見出し画像

「具体」化の時代に「抽象」を見つめる

「具体」と「抽象」を比べる時、世の中には「具体」の方が溢れている。そして私たちは、その具体を何よりも重視して生活している。具体というのは、例えば ”物質”、例えば ”言動”、例えば "現象" といった、目に見えたり聞こえたりするようなものだ。そして更に言えば、この世にある具体はもっと概念的なものも含んでいる。それは例えば "中身"、"理論"、"目標" 等の頭の中にあったり、何か物事を一意に指した結果であったりする。
 具体は、この世の中にたくさんある。この世の中は、具体でできていると言っても過言ではない。だから私たちはそれを重視するし、その傾向はどんどん強まっている。中身のないものをもてはやす人はいない。目に見えないものは信じてもらえない。感覚よりも、理論が大事だ。そして私たちは、この「具体」の中に自分を埋没させ、具体の中にいることで守られていると思う。安心する。

 しかし、具体は、私たちの目を曇らせるような性質がある。なぜなら具体は、あくまでも具体でしかないからだ。それは、その状況や、その時々、場所、精神状態、人、時代等によって、いくらでも姿を変える粘土細工である。この世にある具体とは、だから、仮の姿でしかない。ある物事や現象や想いなどを写し取り、ひとまず触れる何かとして、目に見える何かとして、その瞬間に沿う形で出現する代替物。
  それが具体だ。そして「抽象」は、その裏にいる、新の姿である。条件によらず、その定義や性質やあるべき姿等を、ただ超然と示し続けるのが抽象である。それによって、具体は具体化される。それによって、具体はこの世に現れるきっかけをつかみ、その手助けによって私たちの目に触れられるようになる。

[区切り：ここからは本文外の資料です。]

PR #6400, opened 2022-06-22
Fix wrong username validation check

PietroCarrara:
It was mistyped as a username having to be, at the same time, greater than AND smaller than 20 characters.

Since `valid-username?` checks for both size and invalid characters, I've changed the message to a more generic one.


PietroCarrara:
(Still trying to figure out some errors related to testing inside Docker, so this is still a WIP)

PR #6402, opened 2022-06-24
Surround calls to "import-vars" with an anonymous function

### LINKED ISSUE #6397: Build Fails (IndexOutOfBoundsException: Method code too large)
Steps to reproduce:
- Make a fresh clone of the project
- `lein fetch`

Expected behavior: Code is compiled and fetch is run

Observed behavior: Compilation fails
```
Compiling web.core
Syntax error macroexpanding at (agendas.clj:1:1).
Execution error (IndexOutOfBoundsException) at clojure.asm.MethodWriter/computeMethodInfoSize (MethodWriter.java:2061).
Method code too large!

Full report at:
/tmp/clojure-7174747273417157914.edn
Compilation failed: Subprocess failed (exit code: 1)
```
Running `Arch Linux 5.18.3-arch1-1` from looking at circle-ci, this seems to be an issue since 639ff9265d27263f3b034ac5a6ab8bb317dae6c0.

Since I have 0 clojure experience, I have no idea what this error means or a useful way to fix it, but for now disabling AOT compilation seems to fix it:
[project.clj](../blob/master/project.clj)
```clojure
(defproject netrunner "1.0"
  :description "Browser implementation of Android: Netrunner card game."
  :url "https://github.com/mtgred/netrunner"
  :license {:name "The MIT License (MIT)"
            :url "https://opensource.org/licenses/MIT"}
  :min-lein-version "2.7.1"

  :source-paths ["src/clj" "src/cljs/nr" "src/cljc"]
  :test-paths ["test/clj"]

  ;;    :aot [web.core]
  :jar-name "netrunner.jar"
  :jar-exclusions [#"public/img/cards/*"]
  :uberjar-name "netrunner-standalone.jar"
  :uberjar-exclusions [#"public/img/cards/*"]
  :omit-source true
  :main web.core

  ...
```

PietroCarrara:
This causes the compiler to put each call in a separate method. If it tried to put them all in one single method, it would grow beyond the JVM's maximum of 64kb. Fixes #6397. This should also get circle-ci working again.

This is my first time coding clojure, so if you don't feel this is a good solution or spot anything weird, please do point it out!

Steps to reproduce:

- Make a fresh clone of the repo
- Switch to this branch (`fix-build`)
- `$ lein repl`

Old behaviour: The compilation would fail (as seen in the issue)
New Behaviour: The compilation succeeds (and so do the tests that are supposed to succeed with `$ lein test`)

### DIFF
--- a/src/clj/game/core.clj
+++ b/src/clj/game/core.clj
@@ -63,7 +63,12 @@
     [game.macros]
     [potemkin :refer [import-vars]]))
 
-(import-vars
+(defmacro expose-vars
+  "Surrounds a import-vars call with an anonymous function to get arround the 64kb limit on the method size in the JVM" 
+  [symbols]
+  `((fn ~[] (import-vars ~symbols))))
+
+(expose-vars
   [game.core.access
    access-bonus
    access-bonus-count
@@ -98,7 +103,7 @@
    steal-cost-bonus
    turn-archives-faceup])
 
-(import-vars
+(expose-vars
   [game.core.actions
    advance
    click-advance
@@ -128,19 +133,19 @@
    trash-resource
    view-deck])
 
-(import-vars
+(expose-vars
   [game.core.agendas
    update-advancement-requirement
    update-all-advancement-requirements
    update-all-agenda-points])
 
-(import-vars
+(expose-vars
   [game.core.bad-publicity
    bad-publicity-prevent
    gain-bad-publicity
    lose-bad-publicity])
 
-(import-vars
+(expose-vars
   [game.core.board
    all-active
    all-active-installed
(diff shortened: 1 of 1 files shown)


src/clj/game/core.clj
```diff
@@ -63,7 +63,12 @@
     [game.macros]
     [potemkin :refer [import-vars]]))
 
-(import-vars
+(defmacro expose-vars
+  "Surrounds a import-vars call with an anonymous function to get arround the 64kb limit on the method size in the JVM" 
+  [symbols]
+  `((fn ~[] (import-vars ~symbols))))
```
NoahTheDuke, line 69: I don't think you need the unquote in front of the arg vector, but maybe you do.

PR #6408, opened 2022-07-03
chiyashi automatically trashes cards

### LINKED ISSUE #6404: Eater did not trigger Chiyashi's trash top 2 cards of Runner's stack
When I broke Chiyashi's subs while Eater was installed, it did not trigger the "trash 2 cards from top of stack."

Here's the [log history url](https://jinteki.net/profile/history/075e5fed-0cdf-4e26-848e-15412e36ba45).

NBKelly:
Chiyashi automatically mills cards if there is an installed AI. 

The mills happen 2 at a time (so the interaction with buffer drive will always be correct), even when 2+ subroutines are broken at once.

This seems to work as expected when hippo is used (mills twice, then ice is trashed before the third mill) - not sure if there are any other cases I need to catch.

Closes #6404

### DIFF
--- a/src/clj/game/cards/ice.clj
+++ b/src/clj/game/cards/ice.clj
@@ -873,15 +873,20 @@
    :subroutines [end-the-run]})
 
 (defcard "Chiyashi"
-  {:implementation "Trash effect when using an AI to break is activated manually"
-   :abilities [{:async true
-                :label "Trash the top 2 cards of the Runner's Stack"
-                :req (req (some #(has-subtype? % "AI") (all-active-installed state :runner)))
-                :msg (msg (str "trash " (string/join ", " (map :title (take 2 (:deck runner)))) " from the Runner's Stack"))
-                :effect (effect (mill :corp eid :runner 2))}]
-   :subroutines [(do-net-damage 2)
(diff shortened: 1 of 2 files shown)


src/clj/game/cards/ice.clj
```diff
@@ -873,15 +873,20 @@
...
-                :msg (msg (str "trash " (string/join ", " (map :title (take 2 (:deck runner)))) " from the Runner's Stack"))
-                :effect (effect (mill :corp eid :runner 2))}]
-   :subroutines [(do-net-damage 2)
-                 (do-net-damage 2)
-                 end-the-run]})
+  (letfn [(chiyashi-auto-trash [state side eid n]
+            (if (pos? n)
+              (wait-for (mill state :corp :runner 2)
+                        (system-msg state side "uses Chiyashi to trash the top 2 cards of the Stack")
+                        (chiyashi-auto-trash state side eid (- n 1)))
```
NoahTheDuke, line 880:
```suggestion
                        (chiyashi-auto-trash state side eid (dec n)))
```

NoahTheDuke (approved):

PR #7056, opened 2023-08-10
add Hermes test

francescopellegrini:


butzopower:
I put in a fix for Hermes in a separate PR since it lets you bounce public agendas: https://github.com/mtgred/netrunner/pull/6995 - don't think these tests will conflict though since I didn't really write a happy path test for it

francescopellegrini:
> I put in a fix for Hermes in a separate PR since it lets you bounce public agendas: #6995 - don't think these tests will conflict though since I didn't really write a happy path test for it

Cool, thank you!

PR #7058, opened 2023-08-10
add Epiphany Analytica test

francescopellegrini:


src/clj/game/cards/identities.clj
```diff
@@ -1,5 +1,6 @@
 (ns game.cards.identities
   (:require
+   [clojure.pprint :as pprint]
```
NoahTheDuke, line 3: I don't think this is used.

francescopellegrini: It's referenced at L605

NoahTheDuke: Thank you

Issue #6996, opened 2023-08-07
Starlit Knight in Acme


mcgreenhalgh:
If I'm understanding the wording/rules correctly, in Acme, once threat=4, Starlit Knight should gain an ETR sub.

NBKelly:
That makes sense to me, and looking at it in the code is looks right, so I feel like figuring it out in engine is going to be a nightmare.

Poor ACME.

francescopellegrini:
Fixed by #7073

PR #7073, opened 2023-08-13
Fix Starlit Knight interaction with ACME Consulting

butzopower:
Spent a bit of time trawling through backtraces to understand a bit why the issue reported here: #6996 happens.

From what I can tell from the `continue` action will process `on-encounter` (including any ice on-encounter effects) and then do a fake-checkpoint to sort of realign all the different values from what's been processed. Since the fake-checkpoint is the earliest that the tags effects are being reevaluated this leads to the total tags not yet set by the time Starlit Knight's on-encounter happens.  I guess this is generally just a problem with on-encounter effects is that they've run before some constant effects have been reevaluated (maybe this is just limited to tag total?).

I've updated Starlit Knight to just calculate the tag effects directly rather than relying on the stored total, but I wasn't sure if this was risky or too much breaking of encapsulation (since this function isn't used anywhere else currently).

### DIFF
--- a/src/clj/game/cards/ice.clj
+++ b/src/clj/game/cards/ice.clj
@@ -57,7 +57,7 @@
                               target-server zone->name]]
    [game.core.shuffling :refer [shuffle!]]
    [game.core.subtypes :refer [update-all-subtypes]]
-   [game.core.tags :refer [gain-tags lose-tags]]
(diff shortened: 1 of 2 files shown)


NoahTheDuke:
There's a better way to do this, but I can't think of it right now so let's at least fix this.

PR #7081, opened 2023-08-16
Clarify cost to place advancement counter for Vasilisa on-encounter effect

jtrawinski:
First PR here :)

On encounter, Vasilisa would prompt: 

> Place 1 advancement counter on a card that can be advanced?

I found this a bit misleading, as it's not clear from the prompt that it actually costs 1 credit. This PR changes the prompt to:

> Pay 1 [Credits] to place 1 advancement counter on a card that can be advanced?

which makes the cost clear to the user.

### DIFF
--- a/src/clj/game/cards/ice.clj
+++ b/src/clj/game/cards/ice.clj
@@ -3976,7 +3976,7 @@
 
 (defcard "Vasilisa"
   {:on-encounter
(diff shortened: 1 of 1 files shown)


NoahTheDuke:
Thanks for the PR! Welcome to jnet development. This looks great. If you're interested in doing more work, holler at me at NoahTheDuke on Stimslack, and I'll add you to our dev slack server.

PR #7098, opened 2023-08-19
Explicit no-op handler for sente pong from client -> server

butzopower:
It looks like sente now sends pong acks on ping.  The server is currently logging these pongs as unknown message so I've just copied to same way we "handle" the pings.

### DIFF
--- a/src/clj/web/ws.clj
+++ b/src/clj/web/ws.clj
@@ -64,6 +64,7 @@
     (?reply-fn {:msg "Unhandled event"})))
 
 (defmethod -msg-handler :chsk/ws-ping [_])
+(defmethod -msg-handler :chsk/ws-pong [_])
 ;; NOTE - :chsk/uidport-close is handled in game.clj
 (defmethod -msg-handler :chsk/uidport-open
   [{uid :uid


NoahTheDuke:
Are the ping pongs meaningful? Should we be using them in some way?

butzopower:
I don't think so, they are just being passed on from sente.  It looks like the latest version of sente has both the client and the server send ack (pong) responses when receiving a ping - I think this is to enable optional broken connection detection as introduced here (along with the pong): https://github.com/taoensso/sente/commit/0dc8a12e20656ce22c667cb1142a5e6b60d15a65

I'm not sure there's much use in providing a logging handler or something for these messages, it looks like sente actually already logs these we'd just have to set the log level up on timbre/sente if we actually wanted to see them.

NoahTheDuke:
from that commit:

```
              ;; So we're rolling this new feature out in 2 steps:
              ;;   1. Update clients to respond to pings (with pongs)
              ;;   2. Update servers to regard lack of pong as broken conn
```

maybe we shouldn't be just ignoring them?

butzopower:
I think if there's concern around this specifically: https://github.com/mtgred/netrunner/pull/7101#issuecomment-1685144474 then this is currently happening very explicitly with this not being handled (whereas I think the sente logs at least obscure a little bit of the client_id to just 6 chars).

butzopower:
Also I don't think sente is ignoring the pings and pongs messages (which is why the pongs are sent at all), it's just then forwarding them to the user provided router as well if we wanted to do any additional handling.

butzopower:
Should note that sente's own example project doesn't provide a handler for these (and they get logged as unhandled in their example application message handler) - so not sure it's necessarily expected or required that consumers of sente handle these.

NoahTheDuke:
Cool

PR #7102, opened 2023-08-19
Don't allow Cybersand Harvester trash ability when no credits

butzopower:
image

### DIFF
--- a/src/clj/game/cards/assets.clj
+++ b/src/clj/game/cards/assets.clj
@@ -703,6 +703,7 @@
              :effect (effect (add-counter :corp card :credit 2))}]
    :abilities [{:label "Take all hosted credits"
                 :cost [:trash-can]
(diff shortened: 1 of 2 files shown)


src/clj/game/cards/assets.clj
```diff
@@ -703,6 +703,7 @@
              :effect (effect (add-counter :corp card :credit 2))}]
    :abilities [{:label "Take all hosted credits"
                 :cost [:trash-can]
+                :req (req (> (get-counters card :credit) 0))
```
NoahTheDuke, line 706: should use `pos?` here

NoahTheDuke (changes requested):

src/clj/game/cards/assets.clj
butzopower: 👍🏻

PR #7106, opened 2023-08-21
Allow Under the Bus to be played without Connection

### LINKED ISSUE #7097: Under the bus should be playable just for bad pub
You shouldn't need to see a connection on the table

butzopower:
Fixes #7097

### DIFF
--- a/src/clj/game/cards/operations.clj
+++ b/src/clj/game/cards/operations.clj
@@ -2994,11 +2994,7 @@
 
 (defcard "Under the Bus"
   {:on-play
-   {:req (req (and (last-turn? state :runner :accessed-cards)
-                   (not-empty (filter
-                                #(and (resource? %)
-                                      (has-subtype? % "Connection"))
-                                (all-active-installed state :runner)))))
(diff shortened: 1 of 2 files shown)


src/clj/game/cards/operations.clj
```diff
@@ -2994,20 +2994,18 @@
...
     :prompt "Choose a connection to trash"
     :choices {:card #(and (runner? %)
                           (resource? %)
                           (has-subtype? % "Connection")
                           (installed? %))}
     :msg (msg "trash " (:title target) " and take 1 bad publicity")
     :async true
-    :effect (req (wait-for (trash state side target {:cause-card card})
-                           (gain-bad-publicity state :corp eid 1)))}})
+    :effect (req (if target (wait-for (trash state side target {:cause-card card})
```
NoahTheDuke, line 3005: When would target not exist?

butzopower: Woops, I left this in from a different implementation - should be unchanged from original effect now.

PR #7112, opened 2023-08-26
Fix self references and runner zones in messages

francescopellegrini:
- All mentions of cards in messages have been replaced with `(:title card)` when possible.
- Grip, stack, and heap are referenced using "the" instead of "Runner's" or "your".
- Replaced some uses of "token" with "counter".
- Replaced some uses of "pieces of installed ice" with "installed pieces of ice".
- Used `enumerate-str` when possible.


NoahTheDuke:
This is great work.

Now that it's done, I wonder if we should add format string support: `"... {card-title} ..."` evaluates to `(str "..." (:title card) "...")` and similar for grip etc. what do you think? Worth trying or nah?

francescopellegrini:
> This is great work.
> 
> Now that it's done, I wonder if we should add format string support: `"... {card-title} ..."` evaluates to `(str "..." (:title card) "...")` and similar for grip etc. what do you think? Worth trying or nah?

I think it's not worth doing, especially because in certain scenarios messages need more accuracy so they use `(card-str ...)` instead. I might consider doing another round of search&replace in the future.. ;)

PR #7129, opened 2023-09-05
Refactor storing lobby-updates as separate key in app-state

butzopower:
Refactored the lobby update tracking a bit so that it's managed under it's own key, don't think this will necessarily fix anything but might make it easier if we want to further extract it.

Would be good to have @lostgeek opinion on this change.

### DIFF
--- a/src/clj/web/app_state.clj
+++ b/src/clj/web/app_state.clj
@@ -9,8 +9,9 @@
 
 (defn register-user
   [app-state uid user]
-  (merge app-state {:users (assoc (:users app-state) uid (assoc user :uid uid))
-                    :lobby-updates (assoc (:lobby-updates app-state) uid true)}))
+  (-> app-state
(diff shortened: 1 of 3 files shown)


src/clj/web/app_state.clj
```diff
@@ -4,11 +4,13 @@
 
 (defonce app-state
   (atom {:lobbies {}
+         :lobby-updates {}
          :users {}}))
 
 (defn register-user
   [app-state uid user]
-  (assoc-in app-state [:users uid] (assoc user :uid uid :lobby-updates true)))
+  (merge app-state {:users (assoc (:users app-state) uid (assoc user :uid uid))
```
NoahTheDuke, line 12: Instead of merge, let's do a thread-first and two `assoc-in`s, as `merge` isn't a deep merge.

butzopower: 👍🏻

PR #7132, opened 2023-09-06
Remove Gachapon prompt

francescopellegrini:
adding a log with all set-aside cards.

Also add check on whether or not the Runner can actually install a card


NoahTheDuke:
Printing to the log seems smart so both sides can see. But it also seems like displaying the set aside cards prominently helps the runner know what's happening. Is removing the display prompt the right move?

francescopellegrini:
I was replicating Deep Dive's behavior which has no prompt showing the list of cards. If you think otherwise I can do the opposite, adding a prompt to Deep Dive :)

francescopellegrini:
Superseded by #7142

PR #7140, opened 2023-09-09
Tracking changes to the game state to make diffs quicker

lostgeek:
WIP for tracking changes to the game state.

All instances of `swap!` were changed to `swap!*`, which is defined in `utils.clj`. This function checks if the function for `swap!` was assoc(-in), dissoc(-in) or update(-in) and if so, tracks the keys that were changed in a hash-set `(:unsent-changes @state)`.

If all calls to `swap!*` between two calls of `diffs/public-states` were only such trackable changes, the differ is only fed the subset of the state-map that could've been changed (using a `utils/deep-select-keys`)

If there is a call to `swap!*` with some other function, the flag `(:unsent-changes-send-all @state)` is set to true and the next diff will act on the entire state as usual.

### DIFF
--- a/src/clj/game/utils.clj
+++ b/src/clj/game/utils.clj
@@ -1,5 +1,6 @@
 (ns game.utils
   (:require
+    [game.core.state]
     [jinteki.cards :refer [all-cards]]
     [clojure.string :as str]
     [clj-uuid :as uuid]))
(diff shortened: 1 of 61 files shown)


src/clj/game/utils.clj
```diff
@@ -1,5 +1,6 @@
 (ns game.utils
   (:require
+    [game.core.state]
```
NoahTheDuke, line 3: Don't do this. This namespace is meant to be fully independent from the engine. Given that we're only referring to swap!* in engine or cards functions, there's no need to check if the given atom is an instant of State.

src/clj/game/utils.clj
```diff
@@ -136,3 +137,68 @@
...
+  [a f & args]
+  (when (instance? game.core.state.State @a)
+    (if (and
+          (not (:unsent-changes-send-all @a))
+          (or (= assoc f)
+              (= assoc-in f)
+              (= update f)
+              (= update-in f)
+              (= dissoc f)
+              (= dissoc-in f)))
```
NoahTheDuke, line 152: This can be a set: (if (#{a b c} f) ...)

src/clj/game/utils.clj
```diff
@@ -136,3 +137,68 @@
...
+  (apply swap! a f args))
+
+(defn deep-select-keys
+  [m in-keys]
+  (loop [ks in-keys
+         res {}]
+    (if (empty? ks)
+      res
+      (if (keyword? (first ks))
+        (recur (rest ks) (assoc res (first ks) (get m (first ks))))
```
NoahTheDuke, line 166: Make ks [ks (seq in-keys)], then check (if ks ...) then use (next ks) to call seq on ks when recurring.

NoahTheDuke (changes requested):

NoahTheDuke:
Gonna close this for now. If you feel like resurrecting it, try running some performance comparisons so we can make a valid judgement call about whether to use this or not.

PR #7154, opened 2023-09-20
Fix issues with trojans losing mu cost when hosted ice moves

### LINKED ISSUE #7151: MU of Botulus hosted on Formicary is no longer counted after Formicary moves
When an unrezzed Formicary has a Botulus hosted on it, if the corp rezzes and moves the Formicary using its ability, then the MU of the Botulus is no longer counted against the runner's MU. This can observed in click 51 of this replay:
https://www.jinteki.net/replay/7cc3a0ed-6c1b-4580-ad3c-5207299bc9ce
The Formicary with this same Botulus is later derezzed, and then moved again, throughout that entire time the botulus still does not take MU.

Potentially related issue: https://github.com/mtgred/netrunner/issues/6917

butzopower:
Not the most elegant fix - there seems like there should be a refactor here somewhere.

I think it's currently safe to ignore the no-mu option in these two cases as 
- `swap-installed` is only used with ICE
- `get-moved-card` only refreshes hosted cards if the host stays in the same zone - and I'm not sure there's any way for this to happen on runner's side?

Perhaps the no-mu should be a property or something of the host card rather than the hosting/install actions - and then every program can just always reset its memory effect when moved or avoid if the host ignores mu cost?

Fixes #7151

### DIFF
--- a/src/clj/game/core/moving.clj
+++ b/src/clj/game/core/moving.clj
@@ -3,9 +3,9 @@
     [clojure.string :as string]
     [game.core.agendas :refer [update-all-agenda-points]]
     [game.core.board :refer [all-active-installed]]
-    [game.core.card :refer [active? card-index condition-counter? convert-to-agenda corp? facedown? fake-identity? get-card get-title get-zone has-subtype? ice? in-hand? in-play-area? installed? resource? rezzed? runner?]]
+    [game.core.card :refer [active? card-index condition-counter? convert-to-agenda corp? facedown? fake-identity? get-card get-title get-zone has-subtype? ice? in-hand? in-play-area? installed? program? resource? rezzed? runner?]]
     [game.core.card-defs :refer [card-def]]
-    [game.core.effects :refer [register-static-abilities unregister-static-abilities]]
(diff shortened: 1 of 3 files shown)


NoahTheDuke:
Gotta remove the old lingering effect, right? Otherwise, this looks good.

butzopower:
In both these instances `unregister-static-abilities` is called before which I think is what is clearing out the original MU abilities in the first place (and why they have to be re-registered).  Or maybe theres still other clean-up that needs to happen for the original abilities (assumed they were cleaned up because they are duration `:while-active`)?

butzopower:
@NoahTheDuke ^^ see above - not sure there's an old lingering effect to remove?

NoahTheDuke:
If you don't think so, then I'm fine with this. If it blows up, we'll find out pretty quickly lol.

This business does make me think we should revisit MU calculations. The lingering effects system is solid but doesn't conform to the CR and has a fair amount of fiddliness. I don't have a solid plan yet but I think we could do something better that requires less deliberate effect building.

Issue #6205, opened 2022-01-07
Run Amok prevented by Ansel 1.0


verumvenari:
If the runner makes a run using the Run Amok event during which Ansel 1.0 was rezzed, and allows the final subroutine on Ansel to fire, the runner will be prevented from trashing Ansel with Run Amok's effect. The final subroutine on Ansel prevents the runner from trashing or stealing "for the remainder of this run," where Run Amok happens "when this run ends."

francescopellegrini:
Allegedly fixed by #7415

PR #7415, opened 2024-05-03
Fix Ansel 1.0 by clearing run register before checkpoint

### LINKED ISSUE #7343: Trick Shot Preventing Trash after Ansel Fire on R&D Run
Link to bug replay: https://jinteki.net/bug-report/aae7fb74-e09e-4e09-92b1-c0cde7be1063?b=0

Description:

If runner uses trick shot and third Ansel sub fired on R&D ("Runner cannot steal or trash cards") that text is still applying on the remote run.  Seems like Jnet is treating the remote run as a redirect instead of a new run.

NoahTheDuke:
Closes #7343


NBKelly:
Could also close #6205 -  it might be worth adding a test for that

NoahTheDuke:
I don't have time to write tests for those at the moment, but you're welcome to!

PR #7422, opened 2024-05-18
Highlight active cards in discard

NBKelly:
This is mainly a usability feature (since we can't physically see the cards on a table, a little bit of hinting is nice).

Highlight active cards (agendas, poison, cards like subliminal/crowdfunding/conspiracy breakers) in discard piles when they are otherwise visible.

The idea is that this should help boardstates be comprehensible to both players. And I've seen one too many games ruined by "I access archives for value *whoops* I forgot it was poisoned"

Additionally, I reworked *Heliamphora* to look for a `:poison` key in a card, rather than working on a list of names. This way, we can maintain the card in the long term without needing to rework it around new cards.

demo_000
demo_001

### DIFF
--- a/src/clj/game/cards/assets.clj
+++ b/src/clj/game/cards/assets.clj
@@ -422,6 +422,7 @@
 
 (defcard "Breached Dome"
   {:flags {:rd-reveal (req true)}
+   :poison true
    :on-access {:async true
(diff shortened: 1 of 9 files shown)


NoahTheDuke:
I don't like `:poison`, it's not thematic or rules appropriate, but I'm not gonna bikeshed the name right now.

 この世で大切だとされる「具体」は、「抽象」によって存在することができているのである。ということは、この世は「抽象」によって生きていると言っても過言ではない。私たちが安心して具体に身を寄せられるのも、全ては抽象という存在のおかげなのだ。
 それならば、私たちは「具体」だけを取り上げて、この生を満足させるようなことはできないはずである。この世は具体でできているから、そちらに注目が行きがちだ。しかし、その目をもっと抽象に向けることで、私たちの目の前の具体は、もっと具体化する。そのようにして具体の奥にある抽象を、おぼろげながらでも理解しようとする時、あなたは、物事の本質を捉えることに成功しつつある。
 なぜなら、その抽象こそが、具体の正体だからである。具体をこの世に顕現させるきっかけだからである。具体を具体たらしめる、原因だからである。

 私たち人間は具体が大好きだ。それは当然のことであり、そうでなければ具体だらけのこの世を生きていくことは難しい。しかし同時に、具体を生み出す抽象を見誤ることなく観察できるようになれば、その人生がより本質的で、豊かで、余裕のあるものになる。

※このテーマに関する、ご意見・ご感想はなんなりとどうぞ

※関連note


この記事が気に入ったらサポートをしてみませんか?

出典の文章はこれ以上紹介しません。